The Middle East is a neighborhood in the heart of East Baltimore, Maryland. It is the site of a conflict between residents and the city’s plans to create a biotech park to serve nearby Johns Hopkins Medical Center. The neighborhood has suffered from extensive urban decay and housing abandonment, increased crime, and the effects of the Baltimore riot of 1968. Its residents are mainly lower-income African Americans; the neighborhood was a filming location for the Baltimore-based HBO drama The Wire. Middle East is also noteworthy as being a location for filming scenes of the television series Homicide: Life on the Street and the 1991 film Homicide (no relation to the TV series) featuring Joe Mantegna. Residents often refer to the swath of land between Johns Hopkins Hospital and Frank C. Bocek Park, which includes much of the Middle East, as the “Down the Hill” neighborhood.
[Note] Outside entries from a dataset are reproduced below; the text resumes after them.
PR #8, opened 2018-12-20
Sortable member UI -- with webpacker added to project

jrochkind:


jrochkind:
Needs staging server to have `yarn` before merge.

PR #15, opened 2019-01-10
Front end tests (wip)

eddierubeiz:


Gemfile
```diff
@@ -68,6 +68,7 @@ gem 'bootstrap4-kaminari-views'
 group :development, :test do
   # Call 'byebug' anywhere in the code to stop execution and get a debugger console
   gem 'pry-byebug', platforms: [:mri, :mingw, :x64_mingw]
+  gem 'equivalent-xml'
```
jrochkind: is this gem being used?

spec/rails_helper.rb
```diff
@@ -22,6 +22,22 @@
 #
 # Dir[Rails.root.join('spec', 'support', '**', '*.rb')].each { |f| require f }
 
+#Eddie adding
+require 'webmock/rspec'
```
jrochkind: what motivated adding webmock stuff in this PR?

jrochkind:
nice job adding FactoryBot, thanks!

Gemfile
eddierubeiz: Good catch! It isn't.

PR #33, opened 2019-02-01
A couple metadata updates

eddierubeiz:
- Adding "Figurines" and "Money" to the list of genres
- Adding "editor" to the list of creator categories
- Alphabetizing and updating the list of exhibitions


jrochkind:
thanks!

PR #34, opened 2019-02-04
Add "Attributed to"; alphabetize maker metadata slugs.

eddierubeiz:
Trivial change; I just missed this one piece of metadata.
Also alphabetizing while we're in the file.


jrochkind:
yeah, I guess the order they are listed here is the order they show up in the menu. I'm not sure if that was intentional, but it's fine. We could also have the menu alphabetize regardless of order here.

The neighborhood formerly had a white working-class Czech-American majority and is home to St. Wenceslaus Church, a historically Czech parish that is now majority African-American. The Middle East neighborhood and surrounding areas are called “Little Bohemia.” By 1969, the Czech-American immigrant community in what is now the Middle East neighborhood was predominantly composed of aging homeowners who lived alongside more recently arrived African-American residents. However, many older white Czech-Americans harbored racist attitudes towards black people. According to a reporter with ‘The Baltimore Sun,’ “The older people of Bohemian extraction still live in the houses they own…but they share the neighborhood with black people whom they do not seem to appreciate or understand.” This was the last generation of Czech-Americans to remain in Little Bohemia in large numbers, with the neighborhood transitioning into a predominantly African-American neighborhood by the 1970s and 1980s.
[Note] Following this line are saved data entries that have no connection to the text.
Issue #61, opened 2019-02-20
Work validation bug: "undated", with a blank date, should be accepted.


eddierubeiz:
However, "undated" should *always* be combined with a blank date.
Add tests with this change.
The validations are in the date_of_work.rb model.

eddierubeiz:
Fixed in master and in import branch

PR #66, opened 2019-02-22
WIP Enforce blank dates for "undated" items; reject them otherwise.

eddierubeiz:
Don't merge this before we have tests for the feature.

### DIFF
--- a/app/models/work/date_of_work.rb
+++ b/app/models/work/date_of_work.rb
@@ -7,7 +7,14 @@ class Work
 
     validates :start_qualifier, inclusion: { in: START_QUALIFIERS, allow_blank: true }
     validates :finish_qualifier, inclusion: { in: FINISH_QUALIFIERS, allow_blank: true }
-    validates_format_of :start, with: /\A\d{4}(-\d{2}(-\d{2})?)?\Z/, message: "must be of format YYYY[-MM-DD]"
+    validates_format_of :start, with: /\A\d{4}(-\d{2}(-\d{2})?)?\z/,
+      message: "must be of format YYYY[-MM-DD]",
+      unless: Proc.new { |d| d.start_qualifier == 'undated' }
+
+    validates_format_of :start, with: /\A\z/,
+      message: "should be left blank if you specify 'undated'.",
+      if: Proc.new { |d| d.start_qualifier == 'undated' }
+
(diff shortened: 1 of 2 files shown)


eddierubeiz:
Fixes #61 .

jrochkind:
Looks good. Do you want me to write the tests?  Are you thinking model tests on Work and/or `DateOfWork` class, or integration tests? I think model tests are probably easier and fine. 

Let's get this done and merged, if you don't want to write the tests now I will!

eddierubeiz:
Yes -- if you don't mind writing the test, I'd appreciate it. I would suggest a model test on the DateOfWork class.
We should assert:
a) blank start date w/ "undated" should now be legal
b) non-blank start date w/ "undated" should now be illegal
Thanks much.

app/models/work/date_of_work.rb
```diff
@@ -7,7 +7,14 @@ class DateOfWork
 
     validates :start_qualifier, inclusion: { in: START_QUALIFIERS, allow_blank: true }
     validates :finish_qualifier, inclusion: { in: FINISH_QUALIFIERS, allow_blank: true }
-    validates_format_of :start, with: /\A\d{4}(-\d{2}(-\d{2})?)?\Z/, message: "must be of format YYYY[-MM-DD]"
+    validates_format_of :start, with: /\A\d{4}(-\d{2}(-\d{2})?)?\z/,
```
eddierubeiz: Note: the marker for the end of a line is \z, not \Z, so I changed it this too.

jrochkind: I think \z and \Z actually mean subtly different things, not sure which is correct, let me google... 

https://stackoverflow.com/questions/2707870/whats-the-difference-between-z-and-z-in-a-regular-expression-and-when-and-how

> \Z  The end of the input but for the final terminator, if any
> \z  The end of the input

Weird, not sure which of those is 'right', but `\z` seems likely, thanks!

eddierubeiz: I now realize it makes zero difference in this case actually, but \z is theoretically more correct.

jrochkind:
@eddierubeiz think I should add another one for if `undated` in `start`, `finish` must be blank?

app/models/work/date_of_work.rb
jrochkind: I guess it could make a difference if a newline somehow erroneously made it into the string, and your correction is correct!

eddierubeiz:
Totally! I'll amend the validation code accordingly.

PR #97, opened 2019-03-12
blank out arrays before adding to them

jrochkind:
I had noted some cases in kithe staging that seemed to have _double_ external IDs.

I noticed that the previous "empty_ararys" method neglected to blank out external IDs. Still, I couldn't actually reproduce the problem
in the test. Nevertheless, it seems better to blank out the array in every method that is about to set an array-model value, together
with that value, instead of an "empty_arrays" method. Keeping em together seems more clear when you forget one.

### DIFF
--- a/app/importers/importers/generic_work_importer.rb
+++ b/app/importers/importers/generic_work_importer.rb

The name “Middle East” came about in 1978, when low-income African-American neighborhood residents requested funding from the city to repair the urban decay. There were 200 vacant homes in the Middle East in 1978. Over three years, $800,000 of federal grant funding was allocated. Bed Bug Exterminator Baltimore
As of 2019, only a few traces of the Czech-American community remain. Many Czech Americans have moved to the suburbs primarily due to white flight and the decline of industrial manufacturing jobs. St. Wenceslaus is a thriving parish, as the ethnic character of the congregation has undergone a gradual shift from a mostly white working-class Czech parish to one that is multicultural and multiracial, first as many Poles and Lithuanians moved into the neighborhood, and then as the neighborhood shifted to having an African American majority. The neighborhood has suffered from extensive urban decay, housing abandonment due to poverty and crime, and the after-effects of the Baltimore riot of 1968. It now has a largely poverty-class and working-class African-American majority. The neighborhood was one of the hardest hit in Baltimore, MD as the white-working class and middle-class African-American tax base left. The area was affected by heroin, crack cocaine, and HIV epidemics, along with an intensification of gang activity fueled by the drug trade. The predatory practices of lenders, landlords, and property flippers have also contributed to the spiraling cycle of decline and disinvestment. By 2000, the Middle East was the second poorest neighborhood in Baltimore, with a median household income of $14,900, less than half the city’s median. Less than half of adults were employed in labor; over a third of households had poverty-level incomes. Crime and domestic violence rates were double those of the city, and the incidence of lead poisoning and child abuse were among the highest in Baltimore.